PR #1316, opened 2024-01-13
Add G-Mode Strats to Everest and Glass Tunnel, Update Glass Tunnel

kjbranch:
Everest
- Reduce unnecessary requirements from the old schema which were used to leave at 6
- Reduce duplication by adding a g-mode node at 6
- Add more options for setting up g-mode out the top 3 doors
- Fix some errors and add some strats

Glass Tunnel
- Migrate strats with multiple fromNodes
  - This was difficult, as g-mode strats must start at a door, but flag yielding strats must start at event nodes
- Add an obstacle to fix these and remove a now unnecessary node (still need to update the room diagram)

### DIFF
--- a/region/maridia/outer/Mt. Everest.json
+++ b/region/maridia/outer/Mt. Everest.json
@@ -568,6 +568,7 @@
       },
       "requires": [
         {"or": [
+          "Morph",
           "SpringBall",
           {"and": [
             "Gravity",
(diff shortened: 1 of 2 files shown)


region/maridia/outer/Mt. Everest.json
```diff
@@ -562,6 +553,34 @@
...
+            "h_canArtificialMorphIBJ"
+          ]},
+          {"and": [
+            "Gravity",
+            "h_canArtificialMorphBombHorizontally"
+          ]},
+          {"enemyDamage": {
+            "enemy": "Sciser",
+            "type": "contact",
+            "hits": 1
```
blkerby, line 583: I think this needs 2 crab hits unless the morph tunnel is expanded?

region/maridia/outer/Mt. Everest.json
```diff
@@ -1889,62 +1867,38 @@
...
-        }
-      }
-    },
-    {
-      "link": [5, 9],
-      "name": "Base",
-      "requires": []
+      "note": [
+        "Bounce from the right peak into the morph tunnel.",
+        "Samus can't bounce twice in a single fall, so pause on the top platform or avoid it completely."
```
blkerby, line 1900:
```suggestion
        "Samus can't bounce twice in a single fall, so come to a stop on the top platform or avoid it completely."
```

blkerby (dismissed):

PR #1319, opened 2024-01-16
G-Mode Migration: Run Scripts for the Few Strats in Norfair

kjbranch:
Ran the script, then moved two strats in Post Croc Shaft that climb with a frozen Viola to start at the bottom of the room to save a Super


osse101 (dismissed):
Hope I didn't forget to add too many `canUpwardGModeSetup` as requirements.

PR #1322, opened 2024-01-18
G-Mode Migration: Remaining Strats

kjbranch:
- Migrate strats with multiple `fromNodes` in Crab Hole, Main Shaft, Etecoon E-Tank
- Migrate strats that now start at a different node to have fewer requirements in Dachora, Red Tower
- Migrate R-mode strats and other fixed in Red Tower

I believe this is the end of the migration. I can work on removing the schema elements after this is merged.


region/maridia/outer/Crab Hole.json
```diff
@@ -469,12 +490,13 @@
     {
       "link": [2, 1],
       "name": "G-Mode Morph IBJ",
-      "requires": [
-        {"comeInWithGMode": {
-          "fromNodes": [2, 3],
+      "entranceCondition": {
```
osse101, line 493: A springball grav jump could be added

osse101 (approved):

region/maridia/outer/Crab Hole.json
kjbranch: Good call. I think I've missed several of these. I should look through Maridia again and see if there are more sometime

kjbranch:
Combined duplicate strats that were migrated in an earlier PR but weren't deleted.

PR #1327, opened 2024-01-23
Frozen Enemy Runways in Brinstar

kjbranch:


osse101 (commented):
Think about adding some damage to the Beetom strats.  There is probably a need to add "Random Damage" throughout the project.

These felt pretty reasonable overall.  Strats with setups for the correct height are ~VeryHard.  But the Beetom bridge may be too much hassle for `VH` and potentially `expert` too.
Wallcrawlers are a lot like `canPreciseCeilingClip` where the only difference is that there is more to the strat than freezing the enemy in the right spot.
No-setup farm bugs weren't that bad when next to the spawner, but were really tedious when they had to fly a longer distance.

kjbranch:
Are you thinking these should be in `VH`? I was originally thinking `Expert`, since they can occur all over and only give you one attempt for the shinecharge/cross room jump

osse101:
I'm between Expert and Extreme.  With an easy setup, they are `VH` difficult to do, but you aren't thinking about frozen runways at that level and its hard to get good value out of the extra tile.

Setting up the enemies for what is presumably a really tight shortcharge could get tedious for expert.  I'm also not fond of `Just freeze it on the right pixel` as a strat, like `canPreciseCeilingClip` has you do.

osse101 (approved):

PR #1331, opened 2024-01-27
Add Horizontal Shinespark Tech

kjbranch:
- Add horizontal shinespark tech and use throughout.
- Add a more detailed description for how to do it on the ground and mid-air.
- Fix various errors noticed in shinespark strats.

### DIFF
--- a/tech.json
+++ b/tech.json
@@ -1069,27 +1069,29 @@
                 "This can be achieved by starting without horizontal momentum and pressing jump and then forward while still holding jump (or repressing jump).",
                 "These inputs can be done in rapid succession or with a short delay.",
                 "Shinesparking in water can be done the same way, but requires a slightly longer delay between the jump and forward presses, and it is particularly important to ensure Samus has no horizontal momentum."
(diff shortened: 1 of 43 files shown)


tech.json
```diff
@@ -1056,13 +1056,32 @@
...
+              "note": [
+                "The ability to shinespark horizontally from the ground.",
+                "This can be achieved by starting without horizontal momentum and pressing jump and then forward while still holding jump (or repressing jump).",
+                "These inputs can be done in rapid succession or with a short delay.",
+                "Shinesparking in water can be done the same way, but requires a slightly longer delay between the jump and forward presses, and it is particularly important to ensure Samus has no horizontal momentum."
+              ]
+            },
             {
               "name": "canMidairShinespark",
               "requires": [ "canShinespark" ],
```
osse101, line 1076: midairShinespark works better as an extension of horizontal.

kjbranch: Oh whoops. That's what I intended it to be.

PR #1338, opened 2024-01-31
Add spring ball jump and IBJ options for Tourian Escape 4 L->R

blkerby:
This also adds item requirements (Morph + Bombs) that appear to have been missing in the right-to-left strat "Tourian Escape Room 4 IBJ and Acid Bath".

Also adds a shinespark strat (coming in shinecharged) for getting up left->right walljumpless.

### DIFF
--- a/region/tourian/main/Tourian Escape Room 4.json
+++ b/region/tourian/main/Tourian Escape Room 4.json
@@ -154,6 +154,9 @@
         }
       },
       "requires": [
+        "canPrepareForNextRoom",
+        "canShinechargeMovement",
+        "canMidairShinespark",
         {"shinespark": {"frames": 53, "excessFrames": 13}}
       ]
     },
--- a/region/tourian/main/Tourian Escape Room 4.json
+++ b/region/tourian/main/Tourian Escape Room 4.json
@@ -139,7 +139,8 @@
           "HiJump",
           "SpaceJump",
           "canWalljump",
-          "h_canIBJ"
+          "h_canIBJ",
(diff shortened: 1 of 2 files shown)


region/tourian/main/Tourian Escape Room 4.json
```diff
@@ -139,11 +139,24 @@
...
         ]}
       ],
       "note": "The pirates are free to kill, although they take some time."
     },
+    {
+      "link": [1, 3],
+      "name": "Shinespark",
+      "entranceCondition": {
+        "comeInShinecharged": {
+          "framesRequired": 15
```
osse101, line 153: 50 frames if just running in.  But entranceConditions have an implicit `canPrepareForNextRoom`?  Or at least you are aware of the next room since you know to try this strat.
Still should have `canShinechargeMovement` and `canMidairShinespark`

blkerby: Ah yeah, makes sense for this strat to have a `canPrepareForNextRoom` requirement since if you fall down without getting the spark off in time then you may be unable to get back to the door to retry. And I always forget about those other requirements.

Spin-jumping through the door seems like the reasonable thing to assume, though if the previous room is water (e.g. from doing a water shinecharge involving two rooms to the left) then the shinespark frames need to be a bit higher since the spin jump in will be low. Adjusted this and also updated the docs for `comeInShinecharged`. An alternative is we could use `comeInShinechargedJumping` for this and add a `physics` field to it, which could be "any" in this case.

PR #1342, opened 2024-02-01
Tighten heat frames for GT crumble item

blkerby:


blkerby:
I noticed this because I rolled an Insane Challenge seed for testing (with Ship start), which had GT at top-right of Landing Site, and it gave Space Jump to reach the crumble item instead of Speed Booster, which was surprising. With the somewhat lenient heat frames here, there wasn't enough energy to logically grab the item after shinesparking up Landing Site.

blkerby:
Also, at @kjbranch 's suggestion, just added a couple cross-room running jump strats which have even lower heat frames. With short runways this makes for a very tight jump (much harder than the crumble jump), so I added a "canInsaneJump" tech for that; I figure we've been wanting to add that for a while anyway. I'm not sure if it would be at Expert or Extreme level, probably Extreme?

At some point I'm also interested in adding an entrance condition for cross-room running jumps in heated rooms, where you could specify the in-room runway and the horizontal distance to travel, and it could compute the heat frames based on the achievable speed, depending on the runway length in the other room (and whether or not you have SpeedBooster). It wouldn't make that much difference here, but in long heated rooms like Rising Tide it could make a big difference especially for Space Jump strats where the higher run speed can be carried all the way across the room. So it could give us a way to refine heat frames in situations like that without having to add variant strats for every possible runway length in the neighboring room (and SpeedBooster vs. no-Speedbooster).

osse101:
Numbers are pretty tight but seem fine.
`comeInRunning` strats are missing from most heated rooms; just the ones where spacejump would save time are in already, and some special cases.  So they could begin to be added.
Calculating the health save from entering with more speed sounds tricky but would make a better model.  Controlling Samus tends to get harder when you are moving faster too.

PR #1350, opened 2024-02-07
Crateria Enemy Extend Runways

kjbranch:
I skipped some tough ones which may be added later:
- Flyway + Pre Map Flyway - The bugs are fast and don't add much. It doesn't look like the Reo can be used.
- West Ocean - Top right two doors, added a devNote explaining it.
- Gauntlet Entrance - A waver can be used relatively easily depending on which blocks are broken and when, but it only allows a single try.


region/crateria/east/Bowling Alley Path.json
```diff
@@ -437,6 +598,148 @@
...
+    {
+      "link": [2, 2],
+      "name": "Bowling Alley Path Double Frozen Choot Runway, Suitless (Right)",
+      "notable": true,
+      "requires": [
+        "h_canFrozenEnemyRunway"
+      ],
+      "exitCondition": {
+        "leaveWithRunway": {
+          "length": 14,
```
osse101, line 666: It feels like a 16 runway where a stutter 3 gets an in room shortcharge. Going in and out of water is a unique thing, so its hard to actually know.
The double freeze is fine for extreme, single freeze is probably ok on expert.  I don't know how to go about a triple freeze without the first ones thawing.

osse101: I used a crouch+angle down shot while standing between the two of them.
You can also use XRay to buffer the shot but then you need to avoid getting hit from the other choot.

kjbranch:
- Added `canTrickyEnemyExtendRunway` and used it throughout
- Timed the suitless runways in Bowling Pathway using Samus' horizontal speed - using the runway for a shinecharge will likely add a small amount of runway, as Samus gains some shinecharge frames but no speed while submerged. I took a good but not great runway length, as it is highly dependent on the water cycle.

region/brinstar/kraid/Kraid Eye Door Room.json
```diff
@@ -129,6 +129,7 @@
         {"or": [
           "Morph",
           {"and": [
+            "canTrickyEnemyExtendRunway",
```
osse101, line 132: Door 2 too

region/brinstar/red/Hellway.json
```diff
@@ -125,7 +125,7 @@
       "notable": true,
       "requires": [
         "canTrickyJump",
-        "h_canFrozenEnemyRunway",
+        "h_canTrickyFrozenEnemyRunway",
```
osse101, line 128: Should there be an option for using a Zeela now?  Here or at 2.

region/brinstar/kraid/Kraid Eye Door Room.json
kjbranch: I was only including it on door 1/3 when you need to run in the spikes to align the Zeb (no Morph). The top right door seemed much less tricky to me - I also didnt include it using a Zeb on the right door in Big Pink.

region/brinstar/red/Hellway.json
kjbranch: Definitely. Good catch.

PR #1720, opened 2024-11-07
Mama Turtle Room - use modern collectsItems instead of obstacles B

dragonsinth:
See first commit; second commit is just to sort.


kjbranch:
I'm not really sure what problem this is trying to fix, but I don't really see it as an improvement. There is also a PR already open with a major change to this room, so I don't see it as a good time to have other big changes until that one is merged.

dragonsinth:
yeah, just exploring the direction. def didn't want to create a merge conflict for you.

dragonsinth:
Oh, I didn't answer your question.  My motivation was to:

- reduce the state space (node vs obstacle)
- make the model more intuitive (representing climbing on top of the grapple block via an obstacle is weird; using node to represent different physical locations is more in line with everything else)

...

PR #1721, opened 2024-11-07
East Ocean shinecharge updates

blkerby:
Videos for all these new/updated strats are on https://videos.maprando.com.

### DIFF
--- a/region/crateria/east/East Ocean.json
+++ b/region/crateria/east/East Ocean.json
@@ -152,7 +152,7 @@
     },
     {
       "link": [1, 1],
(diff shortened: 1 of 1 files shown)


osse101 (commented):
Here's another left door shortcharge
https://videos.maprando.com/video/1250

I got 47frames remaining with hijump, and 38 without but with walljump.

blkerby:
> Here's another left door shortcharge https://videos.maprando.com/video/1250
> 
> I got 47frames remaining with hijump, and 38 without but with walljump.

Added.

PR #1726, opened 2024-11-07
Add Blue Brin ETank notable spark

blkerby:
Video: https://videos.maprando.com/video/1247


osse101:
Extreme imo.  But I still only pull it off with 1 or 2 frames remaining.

--

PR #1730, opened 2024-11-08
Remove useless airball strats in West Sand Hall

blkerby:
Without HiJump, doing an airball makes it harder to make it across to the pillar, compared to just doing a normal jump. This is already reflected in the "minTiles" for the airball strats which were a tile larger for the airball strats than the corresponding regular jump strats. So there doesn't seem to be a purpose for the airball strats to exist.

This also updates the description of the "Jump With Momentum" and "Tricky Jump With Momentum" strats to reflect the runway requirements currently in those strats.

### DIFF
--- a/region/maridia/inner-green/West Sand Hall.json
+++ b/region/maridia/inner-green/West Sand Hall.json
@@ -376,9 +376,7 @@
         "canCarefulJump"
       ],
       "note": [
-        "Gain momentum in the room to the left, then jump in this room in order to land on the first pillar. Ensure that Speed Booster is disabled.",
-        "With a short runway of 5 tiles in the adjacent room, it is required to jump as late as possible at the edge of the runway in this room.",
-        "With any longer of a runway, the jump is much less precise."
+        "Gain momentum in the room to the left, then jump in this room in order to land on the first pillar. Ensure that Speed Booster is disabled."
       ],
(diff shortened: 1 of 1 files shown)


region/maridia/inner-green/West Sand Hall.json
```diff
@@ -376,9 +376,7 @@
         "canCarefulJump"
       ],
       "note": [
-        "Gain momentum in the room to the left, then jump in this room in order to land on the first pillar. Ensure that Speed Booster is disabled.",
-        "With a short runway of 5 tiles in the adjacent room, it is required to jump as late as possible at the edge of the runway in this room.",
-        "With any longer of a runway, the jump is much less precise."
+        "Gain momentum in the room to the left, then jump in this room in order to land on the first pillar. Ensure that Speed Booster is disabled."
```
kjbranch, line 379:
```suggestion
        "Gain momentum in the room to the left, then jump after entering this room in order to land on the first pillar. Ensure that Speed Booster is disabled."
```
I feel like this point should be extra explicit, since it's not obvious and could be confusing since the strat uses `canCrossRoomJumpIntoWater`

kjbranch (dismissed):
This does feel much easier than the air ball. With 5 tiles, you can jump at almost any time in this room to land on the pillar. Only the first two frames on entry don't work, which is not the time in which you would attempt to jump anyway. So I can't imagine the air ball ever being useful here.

▸ WHAT YOU ARE ASKED TO DO:
Each line holding "makes" in the records should be copied out.

▸ TASK RESULT:
blkerby: Ah yeah, makes sense for this strat to have a `canPrepareForNextRoom` requirement since if you fall down without getting the spark off in time then you may be unable to get back to the door to retry. And I always forget about those other requirements.
Also, at @kjbranch 's suggestion, just added a couple cross-room running jump strats which have even lower heat frames. With short runways this makes for a very tight jump (much harder than the crumble jump), so I added a "canInsaneJump" tech for that; I figure we've been wanting to add that for a while anyway. I'm not sure if it would be at Expert or Extreme level, probably Extreme?
Without HiJump, doing an airball makes it harder to make it across to the pillar, compared to just doing a normal jump. This is already reflected in the "minTiles" for the airball strats which were a tile larger for the airball strats than the corresponding regular jump strats. So there doesn't seem to be a purpose for the airball strats to exist.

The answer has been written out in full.